[Dataset entries]

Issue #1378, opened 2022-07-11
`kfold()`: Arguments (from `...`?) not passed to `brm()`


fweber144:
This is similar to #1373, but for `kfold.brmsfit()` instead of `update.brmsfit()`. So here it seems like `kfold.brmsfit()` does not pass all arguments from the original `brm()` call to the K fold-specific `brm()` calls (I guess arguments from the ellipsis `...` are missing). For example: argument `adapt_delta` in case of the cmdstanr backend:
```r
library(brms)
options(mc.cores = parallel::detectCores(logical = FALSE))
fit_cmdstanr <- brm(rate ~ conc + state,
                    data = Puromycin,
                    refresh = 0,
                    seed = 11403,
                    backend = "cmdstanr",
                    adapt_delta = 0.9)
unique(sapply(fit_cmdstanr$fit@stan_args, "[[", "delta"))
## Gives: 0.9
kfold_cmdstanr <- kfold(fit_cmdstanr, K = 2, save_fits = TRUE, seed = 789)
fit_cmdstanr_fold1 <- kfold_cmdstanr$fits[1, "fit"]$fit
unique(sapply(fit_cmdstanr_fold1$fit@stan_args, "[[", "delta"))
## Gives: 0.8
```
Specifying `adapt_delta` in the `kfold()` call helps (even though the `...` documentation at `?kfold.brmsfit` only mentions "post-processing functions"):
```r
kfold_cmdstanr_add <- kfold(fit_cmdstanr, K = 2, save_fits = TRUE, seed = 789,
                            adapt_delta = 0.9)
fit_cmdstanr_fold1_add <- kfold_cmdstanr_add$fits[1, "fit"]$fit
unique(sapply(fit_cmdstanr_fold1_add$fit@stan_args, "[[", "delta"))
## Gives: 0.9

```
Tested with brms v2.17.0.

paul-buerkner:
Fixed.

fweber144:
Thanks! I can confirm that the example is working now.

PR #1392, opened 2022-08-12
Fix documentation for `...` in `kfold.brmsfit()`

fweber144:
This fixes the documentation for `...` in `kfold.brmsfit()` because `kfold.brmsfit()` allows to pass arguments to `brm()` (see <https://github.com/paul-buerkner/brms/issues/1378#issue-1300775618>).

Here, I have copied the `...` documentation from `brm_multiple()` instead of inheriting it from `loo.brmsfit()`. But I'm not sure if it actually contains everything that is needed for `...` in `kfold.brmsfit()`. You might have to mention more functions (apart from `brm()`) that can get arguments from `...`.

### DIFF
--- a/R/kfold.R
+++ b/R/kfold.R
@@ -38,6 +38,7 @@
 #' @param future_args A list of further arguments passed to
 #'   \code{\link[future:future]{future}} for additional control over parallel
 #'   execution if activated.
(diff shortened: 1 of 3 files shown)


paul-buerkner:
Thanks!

* * *

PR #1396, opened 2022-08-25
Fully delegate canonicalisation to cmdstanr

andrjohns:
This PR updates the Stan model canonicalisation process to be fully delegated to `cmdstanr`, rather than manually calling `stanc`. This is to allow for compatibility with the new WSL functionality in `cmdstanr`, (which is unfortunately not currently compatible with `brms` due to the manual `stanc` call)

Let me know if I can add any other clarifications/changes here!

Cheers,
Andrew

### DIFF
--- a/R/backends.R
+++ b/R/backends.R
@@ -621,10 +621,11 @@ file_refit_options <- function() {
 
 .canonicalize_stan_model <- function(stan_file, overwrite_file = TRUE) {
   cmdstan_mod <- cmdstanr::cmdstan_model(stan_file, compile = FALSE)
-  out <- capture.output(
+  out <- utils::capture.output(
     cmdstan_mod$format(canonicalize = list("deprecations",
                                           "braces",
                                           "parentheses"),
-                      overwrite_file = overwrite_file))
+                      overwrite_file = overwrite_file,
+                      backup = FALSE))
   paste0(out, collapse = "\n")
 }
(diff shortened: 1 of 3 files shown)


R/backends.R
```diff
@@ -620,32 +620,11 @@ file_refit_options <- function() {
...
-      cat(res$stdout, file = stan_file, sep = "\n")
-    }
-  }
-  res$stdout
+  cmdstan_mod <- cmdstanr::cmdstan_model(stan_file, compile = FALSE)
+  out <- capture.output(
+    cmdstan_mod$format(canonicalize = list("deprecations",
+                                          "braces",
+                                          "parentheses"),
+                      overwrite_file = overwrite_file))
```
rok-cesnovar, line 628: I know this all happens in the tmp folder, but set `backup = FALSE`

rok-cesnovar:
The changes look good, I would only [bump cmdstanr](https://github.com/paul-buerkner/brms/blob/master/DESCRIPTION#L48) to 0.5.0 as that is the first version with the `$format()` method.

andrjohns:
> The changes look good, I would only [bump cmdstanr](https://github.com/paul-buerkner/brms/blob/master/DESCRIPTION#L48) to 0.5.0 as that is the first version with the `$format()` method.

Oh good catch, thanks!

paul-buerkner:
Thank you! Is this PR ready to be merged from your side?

> WORK ORDER
All lines of the data above that include the word "method" must be shown.

> OUTPUT
The changes look good, I would only [bump cmdstanr](https://github.com/paul-buerkner/brms/blob/master/DESCRIPTION#L48) to 0.5.0 as that is the first version with the `$format()` method.
> The changes look good, I would only [bump cmdstanr](https://github.com/paul-buerkner/brms/blob/master/DESCRIPTION#L48) to 0.5.0 as that is the first version with the `$format()` method.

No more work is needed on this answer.